Over the years, SLPMB had expanded its range of activities into oil palm plantation ownership and palm kernel processing (and other upstream processing), and had in 1979 been landed with the responsibility for taking over the operations of the Rice Corporation in both domestic purchases and rice importation. This led to financial and management problems, exacerbated by politicization of the institution and diversion of funds for Treasury and private gain. Serving the interests of export-crop producers ceased to figure high on its agenda.

In consequence, SLPMB lost its effective monopsony in the mid-1980s. Export crops were being taxed at a rate of about 30 percent, and the average producer price paid by SLPMB was less than 50 percent of f.o.b. world market price. Although the Leone underwent a series of massive devaluations that should have increased the incentives to producers of export commodities, inflation was running at very high levels and the Leone was not convertible. Further, while the world prices of coffee and cocoa have been falling over time in real terms, they have fluctuated substantially in the short run in nominal terms. Sierra Leonean producers had an alternative to SLPMB and the vagaries of their own macroeconomy in their historic cross-border trading links with Liberia, whose currency was tied to the US dollar. The loss of this market opportunity because of the Liberian civil war and consequent currency turmoil coincided with the liberalization of domestic marketing in Sierra Leone. The competitors to SLPMB offered a better service to farmers through price premiums and a pre-financing system, and a barter system to provide essential consumer goods (including rice, which, in Sierra Leone, acts as an inflation-proof form of cash) in exchange for produce.

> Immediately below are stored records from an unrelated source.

PR #308, opened 2022-04-27
rebase via comment - allow more ppl

clee2000:
allow more people to use rebase via comment, still testing though

### DIFF
--- a/torchci/lib/bot/mergeBot.ts
+++ b/torchci/lib/bot/mergeBot.ts
@@ -5,6 +5,8 @@ function mergeBot(app: Probot): void {
   const mergeCmdPat = new RegExp("^\\s*@pytorch(merge|)bot\\s+(force\\s+)?merge\\s+this");
   const revertCmdPat = new RegExp("^\\s*@pytorch(merge|)bot\\s+revert\\s+this");
   const rebaseCmdPat = new RegExp("^\\s*@pytorch(merge|)bot\\s+rebase\\s+(me|this)");
+  const rebaseAllowList = ["clee2000", "zengk95", "janeyx99", "albanD", "cpuhrsch", "suo", "ngimel", "rohan-varma"];
+
   app.on("issue_comment.created", async (ctx) => {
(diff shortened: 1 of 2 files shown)


torchci/lib/bot/mergeBot.ts
```diff
@@ -59,7 +61,7 @@ function mergeBot(app: Probot): void {
       await dispatchEvent("try-revert");
       await reactOnComment(ctx, "+1");
     }
-    else if (commentBody.match(rebaseCmdPat) && ctx.payload.comment.user.login == "clee2000") {
+    else if (commentBody.match(rebaseCmdPat) && rebaseAllowList.includes(ctx.payload.comment.user.login)) {
```
janeyx99, line 64: I just realized you were blocking this functionality based on the commenter, but would it maybe make more sense to block on the PR author? The reason being this seems like a super power where we can go ruin other people's PRs, which doesn't sound great.

janeyx99: Or both! Like commenter has to be a part of some group AND PR author needs to agree to have their stuff rebased.

janeyx99 (approved):
Seems fine to me--we can rebase each other's PRs

torchci/lib/bot/mergeBot.ts
clee2000: Changed it so that PR author and PR commenter have to be on the list, although hopefully the people on this list aren't going to be going around ruining random people's PRs

In the future, perhaps we should consider maintaining that the commenter has to be on some kind of allow list? Otherwise anyone can just rebase anywhere.

zengk95: I thought the whole point was to be able to rebase outsider's PRs?

clee2000: I'm still gatekeeping it for now which is why theres a list for both PR author and for commenter

Regarding the future, maybe we should always check the commenter?  If we just check commenter, then we can still rebase external PRs

PR #1192, opened 2022-11-29
try reverting cpuonly change

osalpekar:


osalpekar:
https://github.com/pytorch/test-infra/pull/1194 should fix the issue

This example is particularly interesting because the main institutional player in the policy delivery system, SLPMB, was also supposed to be the generator of the policy benefits. Through its buying and selling operations, it was supposed to be able to use its monopsonistic and monopolistic powers to benefit the small-scale producers (and all coffee and cocoa production in Sierra Leone is in the hands of small-scale producers - there was never any plantation production of those crops) by reducing their marketing costs and negotiating a better international price for their exports. As indicated, the structure consisted of SLPMB with monopsony/monopoly powers in the export crop market, and no farmer control of the organization's operations. Conduct shows a combination of circumstances: acquisition of extraneous enterprises, mismanagement, diversion of funds to private interests, a volatile domestic macroeco-nomy and a ready hard currency market in neighbouring countries (not all of which are depicted in the flow chart) allowed producers to develop a lucrative cross-border black market. This further depressed the price offered to producers and exacerbated the decline of SLPMB to the point that in terms of performance its effectiveness in accomplishing the original policy objective could only be judged as dismal. The mismanagement and appropriation of funds for private gain destroyed its operational efficiency. The rules against the black market were unenforceable since the alternative hard currency market and higher prices across the border was irresistible, i.e., the system was unenforceable in principle because of mass disobedience with respect to the formal rules. Any serious attempt at enforcement would have been extremely costly because of the lengthy land border and difficult terrain, and the benefits of enforcement would not have accrued to those bearing the costs. In other words, far from generating policy benefits, SLPMB successfully generated policy disbenefits.

The solution in this case was to abandon the policy, open the domestic market to private traders and establish a minimum producer price of 60 percent of the f.o.b. export price, enforceable through SLPMB. This, coupled with the war across the border, eliminated the black market and reinstated SLPMB as the monopoly exporter of Sierra Leone export production.

With regard to equity, under the original structure all producers were treated equally badly.